Ammonia should be 0, it adds stress. What is your GH? You need to test it before just adding additives. GH should be about 4-6 for CRS.


----------



## Summo (Sep 5, 2012)

How you increase gh?


----------



## bryanmc1988 (Apr 4, 2012)

alot of new hobbist think they can keep any shrimps... but some are really key to good pure r/o water.... CRS is one of them... i say go out and spend 1-10$ on R/o water its 1$ per 5 gallons of water... not to pricey rather then your $5+ shrimps dying in my book.... go to a glacer vending machine thats where i get the best R/O water Ph 6.5 and everything else is great...


----------



## Summo (Sep 5, 2012)

So you use R/O water for every wc?


----------



## bryanmc1988 (Apr 4, 2012)

i used R/o water for all my shrimps and they love it... its clean and soft water go use the glacer vending machine... no need to test water it will be 6.5 every where u go its ca certify


----------



## ObiQuiet (Oct 9, 2009)

But don't shrimp need some hardness to the water? R/O water has no hardness at all.

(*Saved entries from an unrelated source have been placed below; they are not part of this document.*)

PR #1520, opened 2023-09-04
add figures classes

ihorid:


src/figuresClasses.ts
```diff
@@ -1,19 +1,84 @@
...
+      throw new Error('wrong length specified');
+    }
+
+    if ((a + b) <= c || (b + c) <= a || (c + a) <= b) {
+      throw new Error('wrong length specified');
+    }
+  }
 
+  getArea(): number {
+    const s = (this.a + this.b + this.c) / 2;
```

http://www.fishlore.com/aquariummagazine/sept09/red-cherry-shrimp.htm


----------



## bryanmc1988 (Apr 4, 2012)

some do some dont... i believe neo's do but i have my neos in soft water between 6.5-6.8 and they seem to love it.... i have my neos with my OEBT and they seem to enjoy the tank and water.... correct me if i'm wrong but they seem to be breeding and doing fine...


----------